私の座学の成績があまりによろしくないということで、先生が私に特別課題を出してきた。しかもこの課題を基にした試験も行うらしい。この試験でも結果が残せないようなら、休日返上で補習をすると言われた。そんなのは地獄だ、拷問だ。
 泣き出したい気持ちを抑え、とりあえず滝夜叉丸と喜八郎の部屋に逃げ込んだ。私は座学で困ったときは、必ずここにやってくる。そして今日もいつものように私と滝夜叉丸が机を挟んで座り、いつものように喜八郎が私の背中にへばりついている。

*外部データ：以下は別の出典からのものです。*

PR #231, opened 2023-04-21
Fix issue with ADDsynth part going silent in Zynthian when Resonance enabled

polluxsynth:
This probably wouldn't show up on any other platform, as it is based on something sending CC#78 (Resonance Bandwidth) to Zynaddsubfx (without updating Resonance Bandwidth Depth first), but Zynthian does, and when it happens it triggers a bug which I believe causes disruption of the audio when Resonance is enabled due to the relbw struct member being uninitialized. I didn't debug it further than this, basically just copying the code from the way Resonance Center is handled. Testing adjusting Resonance Center and Resonance Bandwidth using the Zynthian built-in GUI now behaves in a sane manner so it seems to be the correct fix.

While debugging I also found a discrepancy in the way incoming CC messages for Resonance Center and Resonance Bandwidth are handled, again, essentially copying code from one method to the other. I haven't seen any ill effects, it just looked like both should be handled the same way. Since it's not the same issue, I've submitted it as a separate commit.

### DIFF
--- a/src/Misc/Part.cpp
+++ b/src/Misc/Part.cpp
@@ -847,8 +847,13 @@ void Part::SetController(unsigned int type, int par)
             break;
         case C_resonance_bandwidth:
             ctl.setresonancebw(par);
-            kit[0].adpars->GlobalPar.Reson->
-            sendcontroller(C_resonance_bandwidth, ctl.resonancebandwidth.relbw);
+            for(int item = 0; item < NUM_KIT_ITEMS; ++item) {
+                if(kit[item].adpars == NULL)
+                    continue;
+                kit[item].adpars->GlobalPar.Reson->
+                sendcontroller(C_resonance_bandwidth,
+                               ctl.resonancebandwidth.relbw);
+            }
             break;
     }
 }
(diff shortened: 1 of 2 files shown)


polluxsynth:
I see that the PortChecker test has failed in CI. I'll have to have a look at it and revisit the patch.

fundamental:
I wouldn't worry about the portchecker test. It doesn't look like this code should impact that particular test, so it must be a false positive.

polluxsynth:
Ok good. If you're not worrying then I won't either. :-)

In fact, when I do 'make test' on my local machine here, I don't get any failures in the PortChecker.

BTW, is there any way for me to access the detailed log from the CI reportedly in /home/runner/work/zynaddsubfx/zynaddsubfx/build/Testing/Temporary/LastTest.log ? I'm still curious as to what has failed.

fundamental:
It looks like we'd have to change https://github.com/zynaddsubfx/zynaddsubfx/blob/master/.github/workflows/ccpp.yml#L27 to run `ctest --output-on-failure` to see that output.

fundamental:
I'm a-ok to merge the included behavior change and glad to hear it resolves your issue. Merged :+1:

PR #233, opened 2023-04-22
Don't write invalid values to XML savefiles

JohannesLorenz:
* Part.cpp: keylimit is 100 in some old savefiles
* ADnoteParameters.cpp: unison size was 0 or >50 while developing the zest UI
* FilterParams.cpp: basefreq was sometimes slightly lower than "min" (rounding errors)

### DIFF
--- a/src/Misc/Part.cpp
+++ b/src/Misc/Part.cpp
@@ -1246,7 +1246,8 @@ void Part::add2XML(XMLwrapper& xml)
     xml.addparbool("note_on", Pnoteon);
     xml.addparbool("poly_mode", Ppolymode);
     xml.addpar("legato_mode", Plegatomode);
-    xml.addpar("key_limit", Pkeylimit);
+    unsigned char keylimit_max = std::atoi(ports["Pkeylimit"]->meta()["max"]);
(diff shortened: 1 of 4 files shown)


src/Misc/Part.cpp
```diff
@@ -1246,7 +1246,8 @@ void Part::add2XML(XMLwrapper& xml)
     xml.addparbool("note_on", Pnoteon);
     xml.addparbool("poly_mode", Ppolymode);
     xml.addpar("legato_mode", Plegatomode);
-    xml.addpar("key_limit", Pkeylimit);
```
hselasky, line 1249: atoi() parses an integer. Are there any problems about that?
Should you use "int" ??

fundamental: Ah, you've got a build where POLYPHONY is more than 127, right? In that case it should be easy to change `unsigned char keylimit_max` to `int keylimit_max`

JohannesLorenz: Sorry, this was already fixed in #235 , but this time at loading time, not at saving time. So this PR is deprecated.

Also, in #235 , I indeed used "int" here, so it should be fine.

PR #236, opened 2023-04-24
Fixed compilation of zynaddsubfx-ext-gui on MacOS

pgervais:
Original issue: `make zynaddsubfx-ext-gui` failed to compile because it couldn't find the png library. The -lpng flag is generated by fltk-config, which apparently assumes that it's installed system-wide and doesn't require a -L flag. This assumption is incorrect when libpng has been installed through Homebrew.

The fix here is to pass the homebrew lib/ directory to the linker, when homebrew is installed.

Test system: Macbook Air M2 (arm64) running MacOS Ventura 13.3.1, using Homebrew to install the required dependencies. Compilation is using Apple's Clang from XCode command-line tools. 

With this commit, the **FLTK standalone version** compiles and runs (using jack as a backend, though I haven't been able to hear any sound yet). 

**Plugin versions of Zyn don't compile**, apparently because of a function not yet implemented in DPF. Once https://github.com/zynaddsubfx/zynaddsubfx/pull/221 is merged I'll take another stab at it.

### DIFF
--- a/cmake/FindHOMEBREW.cmake
+++ b/cmake/FindHOMEBREW.cmake
@@ -1,0 +1,10 @@
+#Find Homebrew
+
+if ("Darwin" STREQUAL ${CMAKE_SYSTEM_NAME})
+  if(DEFINED ENV{HOMEBREW_PREFIX}) 
+    set(HOMEBREW_LIB_DIR "$ENV{HOMEBREW_PREFIX}/lib")
+  endif()
+endif()
+
+include(FindPackageHandleStandardArgs)
+FIND_PACKAGE_HANDLE_STANDARD_ARGS(HOMEBREW DEFAULT_MSG HOMEBREW_LIB_DIR)
--- a/src/CMakeLists.txt
+++ b/src/CMakeLists.txt
@@ -18,6 +18,7 @@ find_package(Alsa)
 find_package(Sndio)
 find_package(FLTK)
 find_package(OpenGL) #for FLTK
+find_package(HOMEBREW)  #for libpng and libjpeg (for fltk on MacOS)
 # lash
 if(PKG_CONFIG_FOUND AND NOT (${CMAKE_SYSTEM_NAME} STREQUAL "Windows"))
     message("Looking For pkg config modules")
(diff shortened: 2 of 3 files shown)


falkTX:
Is there no `${FLTK_LIBRARY_DIRS}` ? that seems like it would be the better approach

pgervais:
In the current state of the CMakeList.txt file, the ldflags are obtained using fltk-config, which does not provide any information regarding libpng and libjpeg other than the -lpng and -ljpeg flags, which is why I went for this indirect solution.

That said, looking a bit closely at the history it appears that everything related to fltk in src/CMakeList.txt has been added a long while ago, and the FindFTLK.cmake file has evolved a lot since then. In particular it looks like it may provide access to the values we need, as you suggested. I'll dig deeper.

falkTX:
my suspicion is that the same dir where fltk is located, is where libpng and other libs will be located too.
so I dont think we need all specific libdirs, just the fltk one.
this all assumes fltk libdir is available anyway

pgervais:
Well... if it were that simple there wouldn't be a need for this change :) 

libpng and libfltk are both symlinked in /opt/homebrew/lib, but the problem is that fltk-config returns a more specific path, which doesn't contain libpng: /opt/homebrew/Cellar/fltk/<version>/lib. Maybe the default FindFLTK.cmake will not rely on fltk-config, and will instead return the common directory. In that case that would solve the problem.

fundamental:
Well I wasn't expecting to see a MacOS fix given that https://github.com/zynaddsubfx/zynaddsubfx/pull/221 is likely to break some MacOS functionality. I'll give this a second read through, but it seems like a sane enough workaround given that `fltk-config --ldflags` must be inaccurate on that platform.

pgervais:
Let's call that a warmup for me :) Now that I have access to a MacOS machine I should be able to devote some time maintaining the MacOS port. That said, if you think there is no demand for MacOS anymore and the project should stop supporting it, happy to withdraw that PR.

pgervais:
I will close this PR in favor of the other one I linked above.

PR #237, opened 2023-04-29
Implement/use transmitMsgGui

JohannesLorenz:
@fundamental Can you please review this? The implementatin of `transmitMsgGui*` is exactly like we discussed in Discord, so you don't need to check this. But it would be nice if you can check if I replaced `transmitMsg*` by `transmitMsgGui*` in the right places and did not forget elsewhere - I wrote down the justification below in the commit description. Thanks on advance.

--- commit description below ---

This fixes an issue only related to in-process remotes, aka "GUI".

`MwDataObj::reply` uses `MiddleWareImpl::sendToCurrentRemote`, which sometimes uses `MiddleWareImpl::last_url` as the reply URL. However, the latter variable is only being set in `handler_function`, i.e. in the liblo callback, so in case the GUI was last, `last_url` has not been updated, and `MwDataObj::reply` sends to "nowhere".

This commit provides `transmitMsgGui*` functions, which are like the `transmitMsg*` functions, except that they set `last_url` accordingly. All usages of `transmitMsg*` shall be transferred to `transmitMsgGui` if being done in GUI context.

Where did we replace use of `transmitMsg*` to `transmitMsgGui*`?

* UI/: everywhere, obviously
* Tests/: everywhere, because the tests are always in-process connected
* PresetExtractor.cpp: nowhere, because all calls are in callbacks which were already preceeded by a call to either `transmitMsg*` or `transmitMsgGui*`, which has already set `last_url` correctly
* MiddleWare: nowhere, because all calls are either in the `handler_function`, or they are in callbacks like `loadPart`, which were already preceeded by a call to either `transmitMsg*` or `transmitMsgGui*` which has already set `last_url` correctly
* main.cpp: Nowhere, because a reply does not make sense here

### DIFF
--- a/src/Misc/MiddleWare.cpp
+++ b/src/Misc/MiddleWare.cpp
@@ -2547,6 +2547,36 @@ void MiddleWare::transmitMsg_va(const char *path, const char *args, va_list va)
         fprintf(stderr, "Error in transmitMsg(va)n");
 }
 
+void MiddleWare::transmitMsgGui(const char *msg)
+{
+    if(activeUrl() != "GUI") {
+        transmitMsg("/echo", "ss", "OSC_URL", "GUI");
+        activeUrl("GUI");
+    }
+    transmitMsg(msg);
+}
+
+void MiddleWare::transmitMsgGui(const char *path, const char *args, ...)
+{
+    char buffer[1024];
+    va_list va;
+    va_start(va,args);
+    if(rtosc_vmessage(buffer,1024,path,args,va))
+        transmitMsgGui(buffer);
+    else
+        fprintf(stderr, "Error in transmitMsgGui(...)\n");
+    va_end(va);
+}
+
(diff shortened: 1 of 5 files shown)


fundamental:
The tests generally wouldn't need this functionality and in fact I'd argue if transmitMsgGui was implemented in the way I'd expect the tests would fail. As proposed transmitMsgGui sets the active URL (things like snoop ports), but it does not queue an update for the currentURL via sending the OSC_URL update message to the backend and waiting for it to appear in order later on.

Somewhat non-intuitively guimain.cpp would not use transmitMsgGui as that is the code used to make the fltk/ntk UI run out-of-process.

JohannesLorenz:
@fundamental I tried to fix the mentioned issues and force-pushed a correct version. Can you please check the new code and commit message? Thanks.

fundamental:
The modified commit appears to address all issues discussed here and on the dev chat. From my reading the commit message is accurate to the situation in zyn. Merged :+1:

PR #238, opened 2023-05-01
Make cmake error out when ntk-fluid is not found

pgervais:
It's a simple change that will make compiling zynaddsubfx with the ntk UI easier for newcomers.
I checked that this PR doesn't break the windows and mac builds.

-- Commit message:
This fixes several confusing issues that happen when both fltk and ntk are installed. The default is to compile using ntk, but the fltk installs somehow shadows ntk-fluid, leading to fl files not being converted to cxx. This only shows at compilation time, very far from the original issue.
This changes does two things:
- prevent fltk fluid from shadowing ntk-fluid
- make the cmake invocation idempotent: when the FLTK_FLUID_EXECUTABLE is not unset, the first cmake invocation fails, but the second one goes through because FLKT_FLUID_EXECUTABLE is set to the default value 'fluid'.

### DIFF
--- a/src/CMakeLists.txt
+++ b/src/CMakeLists.txt
@@ -479,9 +479,13 @@ if(FltkGui)
 endif()
 
 if(NtkGui)
+  unset (FLTK_FLUID_EXECUTABLE)
+  find_program(FLTK_FLUID_EXECUTABLE ntk-fluid)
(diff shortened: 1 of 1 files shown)


fundamental:
It sounds like this was a painful one to debug.

Thanks for the enhancement. Merged :+1:

PR #240, opened 2023-05-01
Fixed compilation of zynaddsubfx-ext-gui on MacOS

pgervais:
Removed the 'ugly workaround' which doesn't seem to be necessary anymore with recent versions of cmake, and added missing link directory flags that were missing.


pgervais:
@falkTX @fundamental Let me know what you think. I am aware that #221 damages MacOS's support, but it looks like the present change is orthogonal: it's about fixing the standalone gui compilation.

fundamental:
This feels like the sort of change that's going to look fine but break things on a single linux distro :p

One minor change request, can you update your commit message to conform to the style listed in https://tbaggery.com/2008/04/19/a-note-about-git-commit-messages.html specifically capitalization, verb tenses, and line widths. I'm mostly bringing it up to avoid the line wrap issues on viewing logs in the command line.

fundamental:
Thanks for the fixup. Merged.

PR #242, opened 2023-05-03
Fix individual synth panning direction (#376)

polluxsynth:
Fix panning direction for the individual synths as noted in the issue.

Also fix the ADnote test which actually is panning dependent. Simple fix, just use the R channel from the synth output instead of the L channel (this also ensures a certain amount of backwards traceability rather than extracting new values to compare with in the applicable tests).

### DIFF
--- a/src/Synth/ADnote.cpp
+++ b/src/Synth/ADnote.cpp
@@ -1837,9 +1837,9 @@ int ADnote::noteout(float *outl, float *outr)
             if(stereo)
                 for(int i = 0; i < synth.buffersize; ++i) { //stereo
                     outl[i] += tmpwavel[i] * NoteVoicePar[nvoice].Volume
-                               * NoteVoicePar[nvoice].Panning * 2.0f;
-                    outr[i] += tmpwaver[i] * NoteVoicePar[nvoice].Volume
                                * (1.0f - NoteVoicePar[nvoice].Panning) * 2.0f;
+                    outr[i] += tmpwaver[i] * NoteVoicePar[nvoice].Volume
+                               * NoteVoicePar[nvoice].Panning * 2.0f;
                 }
             else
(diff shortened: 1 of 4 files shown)


hselasky:
Hi,

Your change looks correct, but looking at the code I wonder if we should make a "gain" class in Master.h, providing a float gain[2] . Then you don't have to compute the gain inside for-loops over and over again? Not sure if all compilers can optimise such. One float multiplication instead of two?

--HPS

polluxsynth:
That's a good point. Not sure if it's worth having a class for it though. Especially since the calculations for whatever reason are different for ADsynth compared to the others. A simple precalculation of lgain and rgain would keep all but the actual sample calculation out of the loop. I'll have a look at it.

hselasky:
@polluxsynth : Something like that. Maybe some common function can do it. I think you got it!

fundamental:
Thanks for the fixes, there's been a number of mistakes in panning over the years, so hopefully this resolves some of the issues. Merged :+1:

polluxsynth:
Thanks @fundamental!

Addressing @hselasky's concern, one thing I can't get my head around is why the right and left pan in ADDsynth is calculated as **Panning * 2.0f** and **1.0f - NoteVoicePar[nvoice].Panning * 2.0f**, respectively, whereas for SUBsynth and PADsynth they are the more comprehensible **Panning** and **1.0f - Panning** . In all cases, Panning is in the range 0..1 , being either a random float in the range 0..1 or the actual panning parameter divided by 127 or 128.

So, **Panning * 2.0f** results in a value range of 0..2 (for the right channel), whereas **1.0f - NoteVoicePar[nvoice].Panning * 2.0f** results in a value range of +1..-1 (for the left channel). Armed with this newfound reallization, I have yet to listen critically to the result though.

PR #243, opened 2023-05-04
Add DPF-based CI workflow

falkTX:
This imports the magic over at https://github.com/DISTRHO/dpf-cmake-action and https://github.com/DISTRHO/PawPaw/ for dealing with static builds on Linux, macOS and Windows.
Basically this builds most common opensource libs statically, hides all symbols, tweaks builds for self-contained use etc etc and generates useful general use binaries at the end.
For zynaddsubfx this means zlib, mxml, fftw3 are built and linked to statically.
There are many other libs in there, like libsndfile, cairo and glib, but those are not needed here.

No fltk/ntk UI support for now, it is something I can add into PawPaw later on. From my experience building fltk is not complicated anyway.

Note this doesn't really work for now, mainly because it requires #221 to be merged first.
But can already be useful to detect a few build issues beforehand.


hselasky:
Does this mean you will have per-built binaries for some platforms?

falkTX:
soon soon, yes. at least for linux, macos and windows.

PR #247, opened 2023-05-26
Remove unsupported flag on MacOS

pgervais:
The --no-as-needed flag is not supported by Clang. Removed it so that the compilation of tests can go through.


fundamental:
I suspect we can remove the whole "-Wl,--no-as-needed -lpthread" chunk as glancing at the git logs it was a workaround for a gcc 4.8 bug, which is likely no longer relevant.

fundamental:
Thanks for raising the issue. The alternative patch has been merged.

pgervais:
Thanks. I cherry-picked the fix into the release-3.0.7 branch.

PR #248, opened 2023-06-10
Bump rtosc's version

pgervais:
This moves rtosc past the port-checker's refactor commit, which will fix the windows build.


pgervais:
Aborting this PR it's the wrong fix.

PR #256, opened 2023-07-21
Hysteresis

friedolino78:
this PR adds a new effect Hysteresis that should implement the Jiles-Atherton model of magnetic hysteresis

### DIFF
--- a/src/Effects/CMakeLists.txt
+++ b/src/Effects/CMakeLists.txt
@@ -12,5 +12,7 @@ set(zynaddsubfx_effect_SRCS
 	Effects/Phaser.cpp
 	Effects/Reverb.cpp
 	Effects/Sympathetic.cpp
+	Effects/Hysteresis.cpp
+	Effects/JilesAtherton.cpp
     PARENT_SCOPE
 )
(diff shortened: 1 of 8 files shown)


friedolino78:
gui PR: https://github.com/mruby-zest/mruby-zest-build/pull/106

「ねえ名前、そんな課題は僕がぜーんぶ解いてあげるから構ってよ」
「喜八郎、私はこの課題を理解しなきゃ意味がないんだよ。説明してくれるなら助かるんだけど」
「んー、どれがわからないの?」
「全部」
「え、なんで?」
「今ので私のやる気が消えた」


 私が筆を置くと、喜八郎は私の首に腕を巻き付けた。私がため息を吐くのと同時に滝夜叉丸もため息を吐いた。喜八郎は私の肩に顎を乗せ、まるで猫のように甘えてくる。またこれもいつもの光景。私が何もかも諦めて喜八郎に身体を預けると、滝夜叉丸が呆れたように再びため息を吐いた。滝夜叉丸、そのうち気疲れで禿げるかもしれないなぁ。


「名前、課題やらなくていいのか」
「全然良くない。けど、喜八郎がいるんじゃ集中できない」
「えー、僕のせいー?」
「いつものことだ、あほ八郎め」
「失礼だなー、滝夜叉丸はー」
「私、三木ヱ門のところに行ってこようかな」
「え、駄目、やだ。名前、行かないで」
「うん、うん、わかったから」
「…名前も大変だな」


 嗚呼、そんな哀れむような目で見ないでくれよ、滝。喜八郎のこのべたべたは今に始まったことじゃないし、今さらだ。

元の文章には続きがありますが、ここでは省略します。